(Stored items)
=====

PR #1198, opened 2018-02-15
WIP Enhance Start-EditorServices.ps1 for better logging and fix bugs

rkeithhill:
The first commit, fixes a few bugs with the original Test-PortAvailability function. The second commit. try a different approach to looking for ports in use - see https://stackoverflow.com/questions/570098/in-c-how-to-check-if-a-tcp-port-is-available.

BTW I had to remove the signature to test this and there's no point putting it back because it would be invalid.  Seems like we should not commit scripts that are signed but instead, sign them just before publishing.

Here is a sample of `Start-EditorServices.log` contents:
```
**********************
Windows PowerShell transcript start
Start time: 20180214232028
Username: KEITH-YOGA2\Keith
RunAs User: KEITH-YOGA2\Keith
Configuration Name: 
Machine: KEITH-YOGA2 (Microsoft Windows NT 10.0.16299.0)
Host Application: C:\WINDOWS\System32\WindowsPowerShell\v1.0\powershell.exe -NoProfile -NonInteractive -ExecutionPolicy Bypass -Command & 'C:\Users\Keith\GitHub\rkeithhill\vscode-powershell\scripts\Start-EditorServices.ps1' -EditorServicesVersion '1.5.1' -HostName 'Visual Studio Code Host' -HostProfileId 'Microsoft.VSCode' -HostVersion '1.5.1' -AdditionalModules @('PowerShellEditorServices.VSCode') -BundledModulesPath 'C:\Users\Keith\GitHub\rkeithhill\PowerShellEditorServices\module' -EnableConsoleRepl -LogLevel 'Verbose' -LogPath 'C:\Users\Keith\GitHub\rkeithhill\vscode-powershell\logs\1518675624-someValue.sessionId\EditorServices.log' -SessionDetailsPath 'C:\Users\Keith\GitHub\rkeithhill\vscode-powershell\sessions\PSES-VSCode-4788-759658' -FeatureFlags @()
Process ID: 6228
PSVersion: 5.1.16299.248
PSEdition: Desktop
PSCompatibleVersions: 1.0, 2.0, 3.0, 4.0, 5.0, 5.1.16299.248
BuildVersion: 10.0.16299.248
CLRVersion: 4.0.30319.42000
WSManStackVersion: 3.0
PSRemotingProtocolVersion: 2.3
SerializationVersion: 1.1.0.1
**********************
Transcript started, output file is C:\Users\Keith\GitHub\rkeithhill\vscode-powershell\logs\1518675624-someValue.sessionId\Start-EditorServices.log
VERBOSE: 
#-- Updated PSModulePath to: -------------------------------------------------
VERBOSE: C:\Users\Keith\Documents\WindowsPowerShell\Modules
VERBOSE: C:\Program Files\WindowsPowerShell\Modules
VERBOSE: C:\WINDOWS\system32\WindowsPowerShell\v1.0\Modules\
VERBOSE: C:\Program Files\Microsoft Message Analyzer\PowerShell\
VERBOSE: C:\Users\Keith\GitHub\rkeithhill\PowerShellEditorServices\module
VERBOSE: 
#-- Check required modules available -----------------------------------------
VERBOSE: Testing module availability PowerShellGet
VERBOSE: Populating RepositorySourceLocation property for module PowerShellGet.
VERBOSE: Loading module from path 'C:\Users\Keith\Documents\WindowsPowerShell\Modules\PowerShellGet\1.6.0\PSModule.psm1'.
VERBOSE: Loading module from path 'C:\Program Files\WindowsPowerShell\Modules\PowerShellGet\1.0.0.1\PSModule.psm1'.
VERBOSE: PowerShellGet  found
VERBOSE: Testing module availability PowerShellEditorServices 1.5.1
VERBOSE: Loading module from path 'C:\Users\Keith\GitHub\rkeithhill\PowerShellEditorServices\module\PowerShellEditorServices\PowerShellEditorServices.psm1'.
VERBOSE: PowerShellEditorServices 1.5.1 found
VERBOSE: 
#-- Start up PowerShellEditorServices ----------------------------------------
VERBOSE: Importing PowerShellEditorServices
VERBOSE: Loading module from path 'C:\Users\Keith\GitHub\rkeithhill\PowerShellEditorServices\module\PowerShellEditorServices\PowerShellEditorServices.psd1'.
VERBOSE: Loading module from path 'C:\Users\Keith\GitHub\rkeithhill\PowerShellEditorServices\module\PowerShellEditorServices\PowerShellEditorServices.psm1'.
VERBOSE: Exporting function 'Start-EditorServicesHost'.
VERBOSE: Exporting function 'Compress-LogDir'.
VERBOSE: Exporting function 'Get-PowerShellEditorServicesVersion'.
VERBOSE: Importing function 'Compress-LogDir'.
VERBOSE: Importing function 'Get-PowerShellEditorServicesVersion'.
VERBOSE: Importing function 'Start-EditorServicesHost'.
VERBOSE: Ports in use in range 10000-30000:
VERBOSE: 12325,15059
VERBOSE: Searching for available socket port for the language service
VERBOSE: Checking port: 12777, attempts remaining 10 --------------------
VERBOSE: Port: 12777 is available
VERBOSE: Searching for available socket port for the debug service
VERBOSE: Checking port: 24342, attempts remaining 10 --------------------
VERBOSE: Port: 24342 is available
PowerShell Integrated Console
VERBOSE: Invoking Start-EditorServicesHost
VERBOSE: Start-EditorServicesHost returned Microsoft.PowerShell.EditorServices.Host.EditorServicesHost
VERBOSE: Writing session file with contents:
VERBOSE: {"debugServicePort":24342,"status":"started","channel":"tcp","languageServicePort":12777}
VERBOSE: Wrote out session file
VERBOSE: 
#-- Waiting for EditorServicesHost to complete execution ---------------------

```

### DIFF
--- a/scripts/Start-EditorServices.ps1
+++ b/scripts/Start-EditorServices.ps1
@@ -86,6 +86,7 @@ function LogSection([string]$msg) {
 function Log([string[]]$msg) {
     $msg | Write-Verbose
 }
+
 function ExitWithError($errorString) {
     Write-Host -ForegroundColor Red "`n`n$errorString"
 
--- a/scripts/Start-EditorServices.ps1
+++ b/scripts/Start-EditorServices.ps1
@@ -71,13 +71,22 @@ param(
     $ConfirmInstall
 )
 
+$minPortNumber = 10000
+$maxPortNumber = 30000
+
 if ($LogLevel -ne "Normal") {
     $VerbosePreference = 'Continue'
     Start-Transcript (Join-Path (Split-Path $LogPath -Parent) Start-EditorServices.log) -Force
 }
 
-function ExitWithError($errorString) {
+function LogSection([string]$msg) {
+    Write-Verbose "`n#-- $msg $('-' * ([Math]::Max(0, 73 - $msg.Length)))"
+}
 
+function Log([string[]]$msg) {
+    $msg | Write-Verbose
+}
+function ExitWithError($errorString) {
     Write-Host -ForegroundColor Red "`n`n$errorString"
 
     # Sleep for a while to make sure the user has time to see and copy the
@@ -97,7 +106,10 @@ if ($PSVersionTable.PSVersion.Major -le 2) {
 }
 
 function WriteSessionFile($sessionInfo) {
-    ConvertTo-Json -InputObject $sessionInfo -Compress | Set-Content -Force -Path "$SessionDetailsPath" -ErrorAction Stop
+    $sessionInfoJson = ConvertTo-Json -InputObject $sessionInfo -Compress
+    Log "Writing session file with contents:"
+    Log $sessionInfoJson
+    $sessionInfoJson | Set-Content -Force -Path "$SessionDetailsPath" -ErrorAction Stop
 }
 
 if ($host.Runspace.LanguageMode -eq 'ConstrainedLanguage') {
@@ -116,6 +128,7 @@ $isPS5orLater = $PSVersionTable.PSVersion.Major -ge 5
 # If PSReadline is present in the session, remove it so that runspace
 # management is easier
 if ((Get-Module PSReadline).Count -gt 0) {
+    LogSection "Removing PSReadLine module"
     Remove-Module PSReadline -ErrorAction SilentlyContinue
 }
 
@@ -125,28 +138,64 @@ if ((Get-Module PSReadline).Count -gt 0) {
 $resultDetails = $null;
 
 function Test-ModuleAvailable($ModuleName, $ModuleVersion) {
+    Log "Testing module availability $ModuleName $ModuleVersion"
+
     $modules = Get-Module -ListAvailable $moduleName
     if ($modules -ne $null) {
         if ($ModuleVersion -ne $null) {
             foreach ($module in $modules) {
                 if ($module.Version.Equals($moduleVersion)) {
+                    Log "$ModuleName $ModuleVersion found"
                     return $true;
                 }
             }
         }
         else {
+            Log "$ModuleName $ModuleVersion found"
             return $true;
         }
     }
 
+    Log "$ModuleName $ModuleVersion NOT found"
     return $false;
 }
 
-function Test-PortAvailability($PortNumber) {
-    $portAvailable = $true;
+function Get-PortsInUse {
+    $portsInUse = @{}
+    $ipGlobalProps = [System.Net.NetworkInformation.IPGlobalProperties]::GetIPGlobalProperties()
+
+    $tcpConns = $ipGlobalProps.GetActiveTcpConnections()
+    foreach ($tcpConn in $tcpConns) {
+        $port = $tcpConn.LocalEndpoint.Port
+        if (($port -ge $minPortNumber) -and ($port -le $maxPortNumber)) {
+            $portsInUse[$port] = 1
+        }
+    }
+
+    $tcpListeners = $ipGlobalProps.GetActiveTcpListeners()
+    foreach ($tcpList in $tcpListeners) {
+        $port = $tcpList.Port
+        if (($port -ge $minPortNumber) -and ($port -le $maxPortNumber)) {
+            $portsInUse[$port] = 1
+        }
+    }
+
+    $udpListeners = $ipGlobalProps.GetActiveUdpListeners()
+    foreach ($udpList in $udpListeners) {
+        $port = $udpList.Port
+        if (($port -ge $minPortNumber) -and ($port -le $maxPortNumber)) {
+            $portsInUse[$port] = 1
+        }
+    }
+
+    $portsInUse
+}
+
+<#
+function Test-PortAvailability([Parameter(Mandatory=$true)][int]$PortNumber) {
+    $portAvailable = $false;
 
     try {
-        Write-Host "Testing for availability of port $PortNumber"
         if ($isPS5orLater) {
             $ipAddress = [System.Net.Dns]::GetHostEntryAsync("localhost").Result.AddressList[0];
         }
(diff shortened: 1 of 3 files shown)


rkeithhill:
Well, shoot.  The `NetworkInformation` classes I tested with on PS Core (on Windows) don't seem to work on Linux.  That's a bummer because when I tested ports I knew were in use (via tcpview, netstat), the old `Test-PortAvailability` function showed them as available. 

Try this.  Open a VSCode and open a PS1 file, not the lang/debug ports in the log file.  Now try this (substitute in your port #):
```posh
$port = 29991
$ipAddress = [System.Net.Dns]::GetHostEntryAsync("localhost").Result.AddressList[0];
try { $tcp = New-Object System.Net.Sockets.TcpListener @($ipAddress, $port); $tcp.Start(); $tcp.Stop() } catch [System.Net.Sockets.SocketException] { $_ }
```
Even though that port is in use by an instance of PSES, it shows as available.  :-(

rkeithhill:
Hmm, if I retrieve the IP address like so, the above code works better:

tylerl0706:
I noticed that you can do:

```
$ipAddress = [System.Net.IPAddress]::Parse("127.0.0.1")
ipAddress.MapToIPv6() # or .MapToIPv4
```

but I haven't figured out how to get the ports just yet

rkeithhill:
OK, I think this is ready for a serious review.  I'd like to get this into 1.6.0 to see if we can get some info to track down why PSES isn't starting up for some folks.  I would appreciate someone testing this on macOS.

tylerl0706:
Any particular test steps or would you like me to just start/stop vscode a bunch of times?

rkeithhill:
The tcp port range is so broad - 10000 to 30000 that it is unlikely that you'll run into ports in use.  Could you start one VSCode session - note one of the ports in use (in the log file).  Then temporarily hack the $minPortNumber / $maxPortNumber values in this file (just under params decl) to a range of say 4 around the port number you know to be in use.  Then run the extension in the debug host (with log level set to Verbose) and watch the PSIC window as it starts up.  I'd like to see that it finds the port known to be in use to be, well, in use.  And then attempt another port.  Thanks.

rkeithhill:
I wonder if these tests are going to fail until a new signature is applied to this script file?

tylerl0706:
Hmmm I'm not sure that's the case here. I'm seeing this issue across AppVeyor and Travis:

https://travis-ci.org/PowerShell/vscode-powershell/jobs/342931436#L666

tylerl0706:
If that is the case, could we fix the Travis and AppVeyor definitions to be ok with a miss matched signature?

If we merge this in, every build will fail (if the mismatched sig is the issue), right?

rkeithhill:
I'm not sure. This is the first time I've touched this file but that build failure seems more related to a node/npm issue. Hmm...

tylerl0706:
I've restarted them. Let's see what happens. It's also possible that one of our dependencies broke us.

If these fail, I want to trigger a build of master which _should_ pass.

tylerl0706:
Looks like Travis and AppVeyor had one too many that night and have recovered :)

scripts/Start-EditorServices.ps1
```diff
@@ -120,75 +139,108 @@ if ((Get-Module PSReadline).Count -gt 0) {
...
+        do {
+            $port = $rand.Next($minPortNumber, $maxPortNumber)
+        }
+        while ($portsInUse.ContainsKey($port))
+
+        # Whether we succeed or fail, don't try this port again
+        $portsInUse[$port] = 1
+
+        Log "Checking port: $port, attempts remaining $triesRemaining --------------------"
+        if ($true -eq (Test-PortAvailability -PortNumber $port)) {
```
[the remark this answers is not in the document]
rkeithhill: I think I'll put that back the way it was.  The reasoning here is if someone tweaks the function and has it output more values the condition should handle that.  Turns out that `$true -eq '',''` is still true but `'','' -eq $true` is false.  We want the latter in this case.

scripts/Start-EditorServices.ps1
```diff
@@ -120,75 +139,108 @@ if ((Get-Module PSReadline).Count -gt 0) {
...
+        [int]
+        $PortNumber
+    )
+
+    $portAvailable = $true
 
     try {
         if ($isPS5orLater) {
-            $ipAddress = [System.Net.Dns]::GetHostEntryAsync("localhost").Result.AddressList[0];
+            $ipAddresses = [System.Net.Dns]::GetHostEntryAsync("localhost").Result.AddressList
```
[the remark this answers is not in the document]
rkeithhill: The above returns both the ipv6 and ipv4 addresses.  Note that I'm not limiting the value to the first index and below we iterate the values.  IOW the port has to be open on both ipv6 and ipv4 before we will use it.

scripts/Start-EditorServices.ps1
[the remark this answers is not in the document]
tylerl0706: That's an interesting gotcha 😅

scripts/Start-EditorServices.ps1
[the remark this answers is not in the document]
tylerl0706: Ah. I see! Thanks!

scripts/Start-EditorServices.ps1
```diff
@@ -71,8 +71,23 @@ param(
     $ConfirmInstall
 )
 
-function ExitWithError($errorString) {
+$minPortNumber = 10000
+$maxPortNumber = 30000
+
+if ($LogLevel -ne "Normal") {
```
daviwil: There are "lesser" log levels than Normal (though honestly they're kinda pointless), so maybe you should check for Verbose and Diagnostic specifically?  Or maybe just Diagnostic?  Can definitely change this in a separate PR so that the release isn't held up.

daviwil: Yeah, I think "Diagnostic" is the right level to enable the logging since we'd only use that level in cases where things have _really_ gone sideways :)

rkeithhill: I'll change this tonight.  BTW how do we handle the fact that this file had an Authenticode signature which I had to remove because my changes invalidated it?

daviwil: @tylerl0706 needs to sign the script again when he ships the update.  In the past I wasn't checking in the authenticode part, but as time went on it seemed easier to just check it in since the script doesn't change that often between releases.

rkeithhill: On the VSCode side, `Diagnostics` isn't one of the logging options although I suppose we could add it:

image

Thoughts?  `Diagnostics`  is available on the PSES side.

daviwil:
`Diagnostic` should be there in the VS Code setting, someone added that for 1.5.1. I'm OK with Verbose until next release if it isn't doable though.

rkeithhill:
It's not there but I'm working on adding it right now.

daviwil:
Weird, could have sworn it was there but it's not!

rkeithhill:
OK, I've about got this licked.  Just need to do a bit of testing.  Expect update in 15 mins or so.

rkeithhill:
This will be nicer:

image

rkeithhill:
And now we get DIAGNOSTIC log output in the PSES log file.
```
2/20/2018 9:25:00 PM [DIAGNOSTIC] - Method "ReadMessage" at line 114 of C:\Users\Keith\GitHub\rkeithhill\PowerShellEditorServices\src\PowerShellEditorServices.Protocol\MessageProtocol\MessageReader.cs
```

rkeithhill:
@daviwil Can you review the last commit that adds the Diagnostic log level - https://github.com/PowerShell/vscode-powershell/pull/1198/commits/913d9f77c54899b6e19c87290ccdc254e66efebc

=====

● **Work to be completed**: Which lines of the records above contain the word "tcpListeners"? Report each one in full.

● **Answer area**:
+    $tcpListeners = $ipGlobalProps.GetActiveTcpListeners()
+    foreach ($tcpList in $tcpListeners) {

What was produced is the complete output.